No campo do direito de família, novas configurações familiares têm se consolidado: famílias recompostas, uniões homoafetivas e arranjos com multiparentalidade são cada vez mais comuns. Ao mesmo tempo, temas já conhecidos ganharam nova relevância diante do aumento de casos, como a alienação parental. O divórcio, por sua vez, passou por transformações profundas, tanto em seus aspectos subjetivos quanto objetivos. O fim da culpa é uma evolução recente importante. E do ponto de estatística, segundo dados do IBGE, dois em cada três casamentos no Brasil terminam em divórcio. No entanto, isso não impede que muitas pessoas voltem a se casar, o que contribui para o crescimento das chamadas famílias mosaico: casais com filhos de diferentes uniões, os “meus, os seus e os nossos”.

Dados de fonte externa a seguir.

Issue #766, opened 2023-06-06
Run trin with POKE disabled


njgheorghita:
In order for glados to be able to collect an un-biased view of the network, we need to enable a mode for running trin with the POKE mechanism disabled. This mode should be toggled on/off via a cli flag.

carver:
Closed by the above linked PR

PR #1003, opened 2023-10-19
Adds disable poke CLI flag to trin

mrferris:
### What was wrong?

#766 

Disabling the poke mechanism is useful for keeping a clear, unaffected view of the network while doing network analysis eg in glados. 

Kind of like how when you're fishing, throwing a fish back in will disturb the water. 🐟 

### How was it fixed?

Adds `--disable-poke` flag to Trin, and passes it into the `OverlayService` where poking is handled.

Tested manually.

### To-Do


KolbyML (approved):
:rocket:

PR #1004, opened 2023-10-19
Get rid of error message for uninitialized networks

mrferris:
### What was wrong?
If you run trin with beacon ie `trin --networks history,beacon` and then later run with only history ie `trin --networks history`, you will still receive TALKREQ packets from nodes on the portal beacon network. These will cause `ERROR portalnet::events: Beacon event handler not initialized!` which is a little over the top for something that's not really a problem.

### How was it fixed?

Added some extra context and turned it down to `debug` level

### To-Do

### DIFF
--- a/portalnet/src/events.rs
+++ b/portalnet/src/events.rs
@@ -3,7 +3,7 @@ use std::time::{Duration, SystemTime, UNIX_EPOCH};
 
 use discv5::TalkRequest;
 use tokio::sync::mpsc;
-use tracing::{error, warn, debug};
+use tracing::{debug, error, warn};
 
 use super::types::messages::ProtocolId;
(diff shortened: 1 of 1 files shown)


KolbyML (approved):
:shipit:

mrferris:
I'm not sure why the changes made in the second commit were suddenly required, did our `cargo fmt` rules get updated?

KolbyML:
> I'm not sure why the changes made in the second commit were suddenly required, did our `cargo fmt` rules get updated?

I don't believe so haven't they always been ``cargo fmt --all -- --check``

mrferris:
Oh, turns out making the log lines longer made cargo's idea of proper formatting for a lot of other lines change. So all is well.

PR #1005, opened 2023-10-20
[WIP] Initial support for trace gossip jsonrpc endpoint

njgheorghita:
### To-Do


portalnet/src/gossip.rs
```diff
@@ -20,7 +22,15 @@ use ethportal_api::utils::bytes::hex_encode;
 use ethportal_api::OverlayContentKey;
 use ethportal_api::RawContentKey;
 
+#[derive(Debug, PartialEq, Clone, Serialize, Deserialize, Default)]
+pub struct GossipResult {
+    pub offered: Vec<NodeId>,
+    pub accepted: Vec<NodeId>,
+    pub transferred: Vec<NodeId>,
+}
+
```
KolbyML, line 31: Having the ENR string here would probably be a lot more helpful then NodeIds. If it is just nodeIds then we don't know there ip address and such. Also if it is an enr we can message them directly for futher debugging

KolbyML (approved):
:shipit:

portalnet/src/gossip.rs
```diff
@@ -135,6 +114,151 @@ pub fn propagate_gossip_cross_thread<TContentKey: OverlayContentKey>(
...
+        // mark peer as accepted if something went wrong during utp transfer
+        match result_rx.recv().await {
+            Some(result) => {
+                if result {
+                    gossip_result.transferred.push(enr);
+                } else {
+                    gossip_result.accepted.push(enr);
+                }
+            }
+            None => gossip_result.accepted.push(enr),
```
carver, line 214: I think a lot of this is simplified be having every peer that is offered the content get added to the list, etc.

carver (approved):
LGTM, with some thoughts

portalnet/src/gossip.rs
```diff
@@ -135,6 +114,151 @@ pub fn propagate_gossip_cross_thread<TContentKey: OverlayContentKey>(
...
+        }
+    }
+    gossip_result
+}
+
+/// Filter all nodes from overlay routing table where XOR_distance(content_id, nodeId) < node radius
+fn calculate_interested_enrs<TContentKey: OverlayContentKey>(
+    content_key: &TContentKey,
+    all_nodes: &Vec<&kbucket::Node<NodeId, Node>>,
```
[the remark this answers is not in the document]
njgheorghita: Agreed, and I did some searching but wasn't able to find similar code anywhere else in the repo. Though, the majority of this logic was extracted from the above `propagate_gossip_cross_thread()` function in this module, which (pre #975 ) used to live in `overlay_service.rs`... which might be what you're thinking about in this case?

PR #1007, opened 2023-10-24
Use `finalized slot` in `LightClientFinalityUpdate` content key and update beacon bridge to serve the data.

ogenev:
### What was wrong?
Beacon network [specs](https://github.com/ethereum/portal-network-specs/blob/master/beacon-chain/beacon-network.md#lightclientfinalityupdate) require a finalized slot to be included in `LightClientFinalityUpdate`'s content key.

### How was it fixed?
- Use the finalized instead of the signature slot in the `LightClientFinalityUpdate` content key.
- Update beacon bridge to serve `LightClientFinalityUpdate` content only if the finalized slot changes.
- Improve some beacon bridge logs. 

### To-Do

- [x] Record a screencast for Devconnect with the current beacon sync prototype before merging/deploying this PR.

### DIFF
--- a/portal-bridge/src/beacon_bridge.rs
+++ b/portal-bridge/src/beacon_bridge.rs
@@ -81,13 +81,15 @@ impl BeaconBridge {
     ///  Get and serve the latest beacon data.
     async fn launch_latest(&self) {
         // Current sync committee period known by the bridge
-        let (mut current_period, mut finalized_block_root) = Self::serve_latest(
-            self.api.clone(),
-            self.portal_clients.clone(),
-            0,
-            String::new(),
-        )
-        .await;
+        let (mut current_period, mut finalized_block_root, mut finalized_slot) =
+            Self::serve_latest(
+                self.api.clone(),
+                self.portal_clients.clone(),
+                0,
+                String::new(),
+                0,
+            )
+            .await;
 
         // Sleep until next update becomes available. This sets up the interval to update as soon as
         // the following slot becomes available.
@@ -107,11 +109,12 @@ impl BeaconBridge {
             let consensus_api = self.api.clone();
             let portal_clients = self.portal_clients.clone();
 
-            (current_period, finalized_block_root) = Self::serve_latest(
+            (current_period, finalized_block_root, finalized_slot) = Self::serve_latest(
                 consensus_api,
                 portal_clients,
                 current_period,
                 finalized_block_root,
+                finalized_slot,
             )
             .await;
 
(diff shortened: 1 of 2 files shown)


njgheorghita (approved):
:shipit:

portal-bridge/src/beacon_bridge.rs
```diff
@@ -298,21 +311,41 @@ impl BeaconBridge {
...
+    ) -> anyhow::Result<u64> {
         let data = api.get_lc_finality_update().await?;
         let update: Value = serde_json::from_str(&data)?;
         let update: LightClientFinalityUpdateCapella =
             serde_json::from_value(update["data"].clone())?;
         info!(
-            "Got lc finality update for slot {:?}",
-            update.attested_header.beacon.slot
+            finalized_slot = %update.finalized_header.beacon.slot,
+            "Got LightClientFinalityUpdate",
```
carver, line 322: If I read this log without context, I would have thought it meant: "Received LightClientFinalityUpdate from peer" rather than "Generated LightClientFinalityUpdate for bridging broadcast". Maybe `Generated LightClientFinalityUpdate`?

portal-bridge/src/beacon_bridge.rs
```diff
@@ -298,21 +311,41 @@ impl BeaconBridge {
...
+        let new_finalized_slot = update.finalized_header.beacon.slot;
+
+        match new_finalized_slot.cmp(&finalized_slot) {
+            Ordering::Equal => {
+                // We already gossiped the latest finality updated with the same finalized slot, no need to serve it again.
+                return Ok(finalized_slot);
+            }
+            Ordering::Less => {
+                // if we panic here, it is a bug
+                bail!("System clock went backwards: Expected finalized slot is less than known finalized slot");
```
carver, line 334: The clock isn't necessarily the culprit here, right? I'm not sure we can even really speculated what when wrong. Maybe as simple as stating what should never happen, which is that a finalized block should never get rewound and "unfinalized".

```suggestion
                bail!("Consensus client must not unwind finalized block, but: New finalized slot is less than known finalized slot");
```

portal-bridge/src/beacon_bridge.rs
```diff
@@ -298,21 +311,41 @@ impl BeaconBridge {
...
         let content_key = BeaconContentKey::LightClientFinalityUpdate(
-            LightClientFinalityUpdateKey::new(update.signature_slot),
+            LightClientFinalityUpdateKey::new(new_finalized_slot),
         );
         let content_value = BeaconContentValue::LightClientFinalityUpdate(update.into());
 
-        Self::gossip_beacon_content(portal_clients, content_key, content_value).await
+        Self::gossip_beacon_content(portal_clients, content_key, content_value)
+            .await
+            .map(|()| new_finalized_slot)
```
carver, line 348: Hm, now that I look at this pattern (of mapping that drops the old value) with fresh eyes it seems a little off. (I think I did it before).

This looks like a cleaner approach:
```suggestion
        Self::gossip_beacon_content(portal_clients, content_key, content_value).await?
        Ok(new_finalized_slot)
```

carver (approved):
LGTM!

Diante de tantas transformações nas estruturas familiares, uma consequência inevitável, ainda que previsível, foi o aumento exponencial das demandas judiciais na área de família. O volume de ações supera a capacidade do Estado de analisar e julgar com a atenção, o cuidado e a celeridade que cada caso exige. Mesmo os juízes mais preparados enfrentam limitações: não conhecem de perto as dinâmicas e particularidades de cada família para oferecer decisões realmente adequadas à sua realidade. Os advogados de família, por sua vez, estão sobrecarregados — não apenas com os aspectos jurídicos, mas também com a complexa gestão emocional e prática da vida dos clientes. Todos atuam intensamente, mas nem sempre as soluções alcançadas são capazes de promover a pacificação e a reconstrução dos vínculos familiares. Isso tudo sem mencionar o aspecto psicológico que é fundamental quando um casamento acaba.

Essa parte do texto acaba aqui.